▶ **GIVEN DATA**
PR #1469, opened 2021-09-09
fix(debugger-ui): Add @babel/runtime dependency

asmundg:
Summary:
---------

The @babel/plugin-transform-runtime transform adds a runtme require of
@babel/runtime. See
https://babeljs.io/docs/en/babel-plugin-transform-runtime#installation.

Test Plan:
----------

No testing required, this only affects downstream consumers.

### DIFF
--- a/packages/debugger-ui/package.json
+++ b/packages/debugger-ui/package.json
@@ -18,6 +18,7 @@
     "parcel-bundler": "^1.12.4"
   },
   "dependencies": {
+    "@babel/runtime": "^7.4.4",
     "serve-static": "^1.13.1"
   },
   "homepage": "https://github.com/react-native-community/cli/tree/master/packages/debugger-ui",


asmundg:
Using babel-transform-runtime adds a require("@babel/runtime") to your output. From the link above (note the last line):

"The transform-runtime transformer plugin does three things:

    Automatically requires @babel/runtime/regenerator when you use generators/async functions (toggleable with the regenerator option).
    Can use core-js for helpers if necessary instead of assuming it will be polyfilled by the user (toggleable with the corejs option)
    Automatically removes the inline Babel helpers and uses the module @babel/runtime/helpers instead (toggleable with the helpers option).

What does this actually mean though? Basically, you can use built-ins such as Promise, Set, Symbol, etc., as well use all the Babel features that require a polyfill seamlessly, without global pollution, making it extremely suitable for libraries.

Make sure you include @babel/runtime as a dependency."

asmundg:
The usage of the plugin is here: https://github.com/react-native-community/cli/blob/e1da64317a1178c2b262d82c2f14210cdfa3ebe1/packages/debugger-ui/.babelrc#L2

▶ **AIM OF THE EXERCISE**
Give back the full listing, exactly as it stands.

▶ **RESPONSE BELOW**
PR #1469, opened 2021-09-09
fix(debugger-ui): Add @babel/runtime dependency

asmundg:
Summary:
---------

The @babel/plugin-transform-runtime transform adds a runtme require of
@babel/runtime. See
https://babeljs.io/docs/en/babel-plugin-transform-runtime#installation.

Test Plan:
----------

No testing required, this only affects downstream consumers.

### DIFF
--- a/packages/debugger-ui/package.json
+++ b/packages/debugger-ui/package.json
@@ -18,6 +18,7 @@
     "parcel-bundler": "^1.12.4"
   },
   "dependencies": {
+    "@babel/runtime": "^7.4.4",
     "serve-static": "^1.13.1"
   },
   "homepage": "https://github.com/react-native-community/cli/tree/master/packages/debugger-ui",


asmundg:
Using babel-transform-runtime adds a require("@babel/runtime") to your output. From the link above (note the last line):

"The transform-runtime transformer plugin does three things:

    Automatically requires @babel/runtime/regenerator when you use generators/async functions (toggleable with the regenerator option).
    Can use core-js for helpers if necessary instead of assuming it will be polyfilled by the user (toggleable with the corejs option)
    Automatically removes the inline Babel helpers and uses the module @babel/runtime/helpers instead (toggleable with the helpers option).

What does this actually mean though? Basically, you can use built-ins such as Promise, Set, Symbol, etc., as well use all the Babel features that require a polyfill seamlessly, without global pollution, making it extremely suitable for libraries.

Make sure you include @babel/runtime as a dependency."

asmundg:
The usage of the plugin is here: https://github.com/react-native-community/cli/blob/e1da64317a1178c2b262d82c2f14210cdfa3ebe1/packages/debugger-ui/.babelrc#L2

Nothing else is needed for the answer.